PR #92, opened 2024-05-22
VAULT-27295 implement vault-secrets run

mercedesbh:
This PR adds the `hcp vault-secrets run` (code [ported over from vlt](https://github.com/hashicorp/vlt/blob/main/internal/command/run.go)) command to the hcp CLI for ticket https://hashicorp.atlassian.net/browse/VAULT-27295

### How I've tested this PR:
Ran make go/build to manually test local changes, and added unit tests.

1. Checkout this branch
2. `Run make go/build`
3. Create an app using ./bin/hcp vault-secrets apps create {YOUR_APP_NAME} --description "original description"
4. Add secrets to the app using `./bin/hcp vault-secrets secrets create {YOUR_SECRET_NAME} --data-file {PATH_TO_SECRET}`
5. Run a command using `./bin/hcp vault-secrets run "env"`

```
❯ ./bin/hcp vault-secrets run "go run /Users/mercedeshall/Desktop/billie.go"                                                                                                                       ─╯
Vault Secrets application name must set.

Set the app name using the --app flag or set the app name on your active profile one of the following commands:

$ hcp profile set vault-secrets/app <app_name>
$ hcp profile init --vault-secrets

❯ ./bin/hcp profile set vault-secrets/app company-card                                                                                                                                                       ─╯
✓ Property "vault-secrets/app" updated

❯ ./bin/hcp vault-secrets run "go run /Users/mercedeshall/Desktop/billie.go"                                                                                                                                 ─╯
Simple test app
Vaule of vs as env var for EXPIRATION:  October 2024

❯ ./bin/hcp vault-secrets run -- go run /Users/mercedeshall/Desktop/billie.go                                                                                                                                ─╯
Simple test app
Vaule of vs as env var for EXPIRATION:  October 2024

❯ ./bin/hcp vault-secrets run --help                                                                                                                                                                         ─╯
USAGE
  hcp vault-secrets run COMMAND [Optional Flags]

DESCRIPTION
  The hcp vault-secrets run command lets you run  the provided command as a child
  process while injecting all of the app's secrets as environment variables, with
  all secret names converted to upper-case. The stdout and stderr from the child
  process are forwarded to the top level hcp vault-secrets run command.

EXAMPLES
  Inject secrets as environment variables:
  
  $ hcp vault-secrets run "env"

POSITIONAL ARGUMENTS
  COMMAND
    Defines the invocation of the child process to inject secrets to.

FLAGS
  --app=NAME
    The application you want to pull all secrets from.

GLOBAL FLAGS
  --debug, --format=FORMAT, --profile=NAME, --project=ID, --quiet
  
  For more global flag details, run $ hcp --help
```

### Checklist:


mercedesbh:
Sorting through some things on the rebase...please hold off on review

internal/commands/vaultsecrets/run/run.go
```diff
@@ -0,0 +1,176 @@
...
+				{
+					Name:         "command",
+					DisplayValue: "COMMAND",
+					Description:  "Defines the invocation of the child process to inject secrets to.",
+					Value:        flagvalue.Simple("", &opts.Command),
+					Required:     true,
+				},
+				{
+					Name:         "app",
+					DisplayValue: "APP",
```
codergs, line 78: this should be NAME.

codergs: This was from @dadgar - we need to support autocomplete for app name here. Kindly, search for AutoComplete under vaultsecrets folder and get an idea on how to use that.

internal/commands/vaultsecrets/run/run.go
```diff
@@ -0,0 +1,176 @@
...
+	}
+
+	// get existing environment variables detectable by runtime
+	result := os.Environ()
+
+	for _, secret := range res.Payload.Secrets {
+		// we need to append results in case of duplicates we want secrets to override
+		// only supporting static secrets
+		if secret.StaticVersion != nil {
+			result = append(result, strings.ToUpper(secret.Name)+"="+secret.StaticVersion.Value)
```
codergs, line 147: nit: use fmt.Sprintf

internal/commands/vaultsecrets/run/run.go
```diff
@@ -0,0 +1,176 @@
...
+	"github.com/hashicorp/hcp/internal/pkg/profile"
+)
+
+type RunOpts struct {
+	Ctx     context.Context
+	Profile *profile.Profile
+	IO      iostreams.IOStreams
+	Output  *format.Outputter
+
+	App           string
```
codergs, line 33: nit: AppName to be consistent with other sub-commands.

internal/commands/vaultsecrets/run/run.go
```diff
@@ -0,0 +1,176 @@
...
+	cmd := pieces[0]
+	var args []string
+	if len(pieces) > 1 {
+		args = pieces[1:]
+	}
+
+	input := &child.NewInput{
+		Stdin:       os.Stdin,
+		Stdout:      os.Stdout,
+		Stderr:      os.Stderr,
```
codergs, line 165: @dadgar do we need to use ctx.IO etc. here or since this is a separate child process we are ok with this setup?

internal/commands/vaultsecrets/run/run.go
```diff
@@ -0,0 +1,176 @@
...
+		Output:        ctx.Output,
+		PreviewClient: preview_secret_service.New(ctx.HCP, nil),
+		Client:        secret_service.New(ctx.HCP, nil),
+	}
+
+	cmd := &cmd.Command{
+		Name:      "run",
+		ShortHelp: "Run a process with secrets from a Vault Secrets app.",
+		LongHelp: heredoc.New(ctx.IO).Must(`
+		The {{ template "mdCodeOrBold" "hcp vault-secrets run" }} command lets you
```
dadgar, line 53: Should this be `hcp vault-secrets apps run` given you are running a command for all the secrets of an app? This feels like a sub-action of apps?

internal/commands/vaultsecrets/run/run.go
```diff
@@ -0,0 +1,176 @@
...
+		run the provided command as a child process while injecting
+        all of the app's secrets as environment variables, with all secret names
+        converted to upper-case. The stdout/stderr from the child
+        process are forwarded to the top level 'hcp vault-secrets run' command.
```
dadgar, line 57:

* * * *

> Aim of the exercise
Repeat the data in full, matching each line exactly.

> Written response
PR #92, opened 2024-05-22
VAULT-27295 implement vault-secrets run

mercedesbh:
This PR adds the `hcp vault-secrets run` (code [ported over from vlt](https://github.com/hashicorp/vlt/blob/main/internal/command/run.go)) command to the hcp CLI for ticket https://hashicorp.atlassian.net/browse/VAULT-27295

### How I've tested this PR:
Ran make go/build to manually test local changes, and added unit tests.

1. Checkout this branch
2. `Run make go/build`
3. Create an app using ./bin/hcp vault-secrets apps create {YOUR_APP_NAME} --description "original description"
4. Add secrets to the app using `./bin/hcp vault-secrets secrets create {YOUR_SECRET_NAME} --data-file {PATH_TO_SECRET}`
5. Run a command using `./bin/hcp vault-secrets run "env"`

```
❯ ./bin/hcp vault-secrets run "go run /Users/mercedeshall/Desktop/billie.go"                                                                                                                       ─╯
Vault Secrets application name must set.

Set the app name using the --app flag or set the app name on your active profile one of the following commands:

$ hcp profile set vault-secrets/app <app_name>
$ hcp profile init --vault-secrets

❯ ./bin/hcp profile set vault-secrets/app company-card                                                                                                                                                       ─╯
✓ Property "vault-secrets/app" updated

❯ ./bin/hcp vault-secrets run "go run /Users/mercedeshall/Desktop/billie.go"                                                                                                                                 ─╯
Simple test app
Vaule of vs as env var for EXPIRATION:  October 2024

❯ ./bin/hcp vault-secrets run -- go run /Users/mercedeshall/Desktop/billie.go                                                                                                                                ─╯
Simple test app
Vaule of vs as env var for EXPIRATION:  October 2024

❯ ./bin/hcp vault-secrets run --help                                                                                                                                                                         ─╯
USAGE
  hcp vault-secrets run COMMAND [Optional Flags]

DESCRIPTION
  The hcp vault-secrets run command lets you run  the provided command as a child
  process while injecting all of the app's secrets as environment variables, with
  all secret names converted to upper-case. The stdout and stderr from the child
  process are forwarded to the top level hcp vault-secrets run command.

EXAMPLES
  Inject secrets as environment variables:
  
  $ hcp vault-secrets run "env"

POSITIONAL ARGUMENTS
  COMMAND
    Defines the invocation of the child process to inject secrets to.

FLAGS
  --app=NAME
    The application you want to pull all secrets from.

GLOBAL FLAGS
  --debug, --format=FORMAT, --profile=NAME, --project=ID, --quiet
  
  For more global flag details, run $ hcp --help
```

### Checklist:


mercedesbh:
Sorting through some things on the rebase...please hold off on review

internal/commands/vaultsecrets/run/run.go
```diff
@@ -0,0 +1,176 @@
...
+				{
+					Name:         "command",
+					DisplayValue: "COMMAND",
+					Description:  "Defines the invocation of the child process to inject secrets to.",
+					Value:        flagvalue.Simple("", &opts.Command),
+					Required:     true,
+				},
+				{
+					Name:         "app",
+					DisplayValue: "APP",
```
codergs, line 78: this should be NAME.

codergs: This was from @dadgar - we need to support autocomplete for app name here. Kindly, search for AutoComplete under vaultsecrets folder and get an idea on how to use that.

internal/commands/vaultsecrets/run/run.go
```diff
@@ -0,0 +1,176 @@
...
+	}
+
+	// get existing environment variables detectable by runtime
+	result := os.Environ()
+
+	for _, secret := range res.Payload.Secrets {
+		// we need to append results in case of duplicates we want secrets to override
+		// only supporting static secrets
+		if secret.StaticVersion != nil {
+			result = append(result, strings.ToUpper(secret.Name)+"="+secret.StaticVersion.Value)
```
codergs, line 147: nit: use fmt.Sprintf

internal/commands/vaultsecrets/run/run.go
```diff
@@ -0,0 +1,176 @@
...
+	"github.com/hashicorp/hcp/internal/pkg/profile"
+)
+
+type RunOpts struct {
+	Ctx     context.Context
+	Profile *profile.Profile
+	IO      iostreams.IOStreams
+	Output  *format.Outputter
+
+	App           string
```
codergs, line 33: nit: AppName to be consistent with other sub-commands.

internal/commands/vaultsecrets/run/run.go
```diff
@@ -0,0 +1,176 @@
...
+	cmd := pieces[0]
+	var args []string
+	if len(pieces) > 1 {
+		args = pieces[1:]
+	}
+
+	input := &child.NewInput{
+		Stdin:       os.Stdin,
+		Stdout:      os.Stdout,
+		Stderr:      os.Stderr,
```
codergs, line 165: @dadgar do we need to use ctx.IO etc. here or since this is a separate child process we are ok with this setup?

internal/commands/vaultsecrets/run/run.go
```diff
@@ -0,0 +1,176 @@
...
+		Output:        ctx.Output,
+		PreviewClient: preview_secret_service.New(ctx.HCP, nil),
+		Client:        secret_service.New(ctx.HCP, nil),
+	}
+
+	cmd := &cmd.Command{
+		Name:      "run",
+		ShortHelp: "Run a process with secrets from a Vault Secrets app.",
+		LongHelp: heredoc.New(ctx.IO).Must(`
+		The {{ template "mdCodeOrBold" "hcp vault-secrets run" }} command lets you
```
dadgar, line 53: Should this be `hcp vault-secrets apps run` given you are running a command for all the secrets of an app? This feels like a sub-action of apps?

internal/commands/vaultsecrets/run/run.go
```diff
@@ -0,0 +1,176 @@
...
+		run the provided command as a child process while injecting
+        all of the app's secrets as environment variables, with all secret names
+        converted to upper-case. The stdout/stderr from the child
+        process are forwarded to the top level 'hcp vault-secrets run' command.
```
dadgar, line 57:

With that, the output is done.